Run VACUUM during time periods when you expect minimal activity on the cluster, such as evenings or during designated database administration windows.
A large unsorted region results in longer vacuum times. If you delay vacuuming, the vacuum will take longer because more data has to be reorganized.
VACUUM is an I/O intensive operation, so the longer it takes for your vacuum to complete, the more impact it will have on concurrent queries and other database operations running on your cluster.
VACUUM takes longer for tables that use interleaved sorting. To evaluate whether interleaved tables need to be resorted, query the SVV_INTERLEAVED_COLUMNS view.
Sort Stage and Merge Stage
Amazon Redshift performs a vacuum operation in two stages: first, it sorts the rows in the unsorted region, then, if necessary, it merges the newly sorted rows at the end of the table with the existing rows. When vacuuming a large table, the vacuum operation proceeds in a series of steps consisting of incremental sorts followed by merges. If the operation fails or if Amazon Redshift goes off line during the vacuum, the partially vacuumed table or database will be in a consistent state, but you will need to manually restart the vacuum operation. Incremental sorts are lost, but merged rows that were committed before the failure do not need to be vacuumed again. If the unsorted region is large, the lost time might be significant. For more information about the sort and merge stages, see Managing the Volume of Merged Rows.
Users can access tables while they are being vacuumed. You can perform queries and write operations while a table is being vacuumed, but when DML and a vacuum run concurrently, both might take longer. If you execute UPDATE and DELETE statements during a vacuum, system performance might be reduced. Incremental merges temporarily block concurrent UPDATE and DELETE operations, and UPDATE and DELETE operations in turn temporarily block incremental merge steps on the affected tables. DDL operations, such as ALTER TABLE, are blocked until the vacuum operation finishes with the table.

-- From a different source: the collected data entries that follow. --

Issue #1397, opened 2019-08-14
"balena build": registry secrets bypassed when -a option not provided


pdcastro:
The `--registry-secrets` option works as expected in a command line like:
```
balena build -a test-nuc --registry-secrets sample_secrets.yml .
```
But seems to be ignored in a command line like:
```
balena build --deviceType intel-nuc --arch amd64 --registry-secrets sample_secrets.yml .
```
Leading to authentication errors:
```
Error: unauthorized: You don't have the needed permissions to perform this operation,
and you may have invalid credentials.
```

pdcastro:
Support thread: https://www.flowdock.com/app/rulemotion/s-sales/threads/eMnbQeRuqCdCzNX0q1MzR-v5ZyA

PR #1400, opened 2019-08-16
Fix failing registry secrets authentication under certain conditions

pdcastro:
Resolves: #1397 
Change-type: patch

### DIFF
--- a/doc/cli.markdown
+++ b/doc/cli.markdown
@@ -1447,8 +1447,12 @@ Sample registry-secrets YAML file:
 		username: '_json_key'
 		password: '{escaped contents of the GCR keyfile.json file}'
 
-If an option is not specified, and a secrets.yml or secrets.json file exists in
-the balena directory (usually $HOME/.balena), this file will be used instead.
+For a sample project using registry secrets with the Google Container Registry,
+check: https://github.com/balena-io-playground/sample-gcr-registry-secrets
+
+If the --registry-secrets option is not specified, and a secrets.yml or
+secrets.json file exists in the balena directory (usually $HOME/.balena),
+this file will be used instead.
 
 Examples:
 
@@ -1598,8 +1602,12 @@ Sample registry-secrets YAML file:
 		username: '_json_key'
 		password: '{escaped contents of the GCR keyfile.json file}'
 
-If an option is not specified, and a secrets.yml or secrets.json file exists in
-the balena directory (usually $HOME/.balena), this file will be used instead.
+For a sample project using registry secrets with the Google Container Registry,
+check: https://github.com/balena-io-playground/sample-gcr-registry-secrets
+
+If the --registry-secrets option is not specified, and a secrets.yml or
+secrets.json file exists in the balena directory (usually $HOME/.balena),
+this file will be used instead.
 
 Examples:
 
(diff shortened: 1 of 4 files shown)


lib/actions/build.coffee
```diff
@@ -109,17 +109,15 @@ module.exports =
...
-			delete params.source
-
-			validateComposeOptions(sdk, options)
+		# `build` accepts `[source]` as a parameter, but compose expects it
+		# as an option. swap them here
+		options.source ?= params.source
+		delete params.source
 
+		Promise.resolve(validateComposeOptions(sdk, options))
+		.then ->
```
pdcastro: The key fix in this PR, here and in `deploy.coffee`, is to await (`.then`) the promise returned by `validateComposeOptions` (which is declared `async`). `validateComposeOptions` loads the registry secrets from a file and assigns the result to `options['registry-secrets']`. Previously, by chance, sometimes this operation would be completed "in time" before `options['registry-secrets']` was accessed -- especially likely if the `--application` option was provided, in which case a network request is then awaited. But if `--application` was not given, the chance would increase that the registry secrets would not be parsed in time, and authentication would fail as experienced by a customer.

lib/utils/messages.ts
```diff
@@ -45,5 +45,9 @@ Sample registry-secrets YAML file:
 		username: '_json_key'
 		password: '{escaped contents of the GCR keyfile.json file}'
 
-If an option is not specified, and a secrets.yml or secrets.json file exists in
-the balena directory (usually $HOME/.balena), this file will be used instead.`;
+For an example using the Google Container Registry, check this page:
+https://gist.github.com/pdcastro/d9739b9b81ad75ab5957bd5b8b405080
```
pdcastro: Support thread: https://www.flowdock.com/app/rulemotion/s-sales/threads/eMnbQeRuqCdCzNX0q1MzR-v5ZyA

lib/utils/messages.ts
```diff
@@ -45,5 +45,9 @@ Sample registry-secrets YAML file:
...
+
+If the --registry-secrets option is not specified, and a secrets.yml or
+secrets.json file exists in the balena directory (usually $HOME/.balena),
+this file will be used instead.`;
```
pdcastro: Replaced "an option" with "the --registry-secrets option" because, when the help is rendered with e.g. "balena help push", the paragraph is printed on its own, and I've added a new paragraph before this one. (One would still reason that "secrets.yml" most likely applies to "--registry-secrets", but spelling it reduces ambiguity.)

doc/cli.markdown
```diff
@@ -1443,8 +1443,12 @@ Sample registry-secrets YAML file:
 		username: '_json_key'
 		password: '{escaped contents of the GCR keyfile.json file}'
 
-If an option is not specified, and a secrets.yml or secrets.json file exists in
-the balena directory (usually $HOME/.balena), this file will be used instead.
+For an example using the Google Container Registry, check this page:
+https://gist.github.com/pdcastro/d9739b9b81ad75ab5957bd5b8b405080
```
CameronDiver: I really don't think we should be adding a gist to a production codebase - can you add this to the docs somewhere and then link there please?

pdcastro: Agreed. As discussed in the CLI check-in, I've created a sample `balena-io-playground` project and replaced the URL.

By default, VACUUM skips the sort phase for any table where more than 95 percent of the table's rows are already sorted. Skipping the sort phase can significantly improve VACUUM performance. In addition, in the delete phase VACUUM reclaims space such that at least 95 percent of the remaining rows are not marked for deletion. Because VACUUM can often skip rewriting many blocks that contain only a few rows marked for deletion, it usually needs much less time for the delete phase compared to reclaiming 100 percent of deleted rows. To change the default sort threshold for a single table, include the table name and the TO threshold PERCENT parameter when you run the VACUUM command.
You can run a full vacuum, a delete only vacuum, a sort only vacuum, or a reindex with full vacuum.
We recommend a full vacuum for most applications where reclaiming space and resorting rows are equally important. It's more efficient to run a full vacuum than to run back-to-back DELETE ONLY and SORT ONLY vacuum operations. VACUUM FULL is the same as VACUUM. Full vacuum is the default vacuum operation.
VACUUM DELETE ONLY
A DELETE ONLY vacuum is the same as a full vacuum except that it skips the sort. A DELETE ONLY vacuum saves time when reclaiming disk space is important but resorting new rows is not. For example, you might perform a DELETE ONLY vacuum operation if you don't need to resort rows to optimize query performance.
VACUUM SORT ONLY
A SORT ONLY vacuum saves some time by not reclaiming disk space, but in most cases there is little benefit compared to a full vacuum.
Use VACUUM REINDEX for tables that use interleaved sort keys. REINDEX reanalyzes the distribution of the values in the table's sort key columns, then performs a full VACUUM operation. VACUUM REINDEX takes significantly longer than VACUUM FULL because it needs to take an extra analysis pass over the data, and because merging in new interleaved data can involve touching all the data blocks.
If a VACUUM REINDEX operation terminates before it completes, the next VACUUM resumes the reindex operation before performing the vacuum.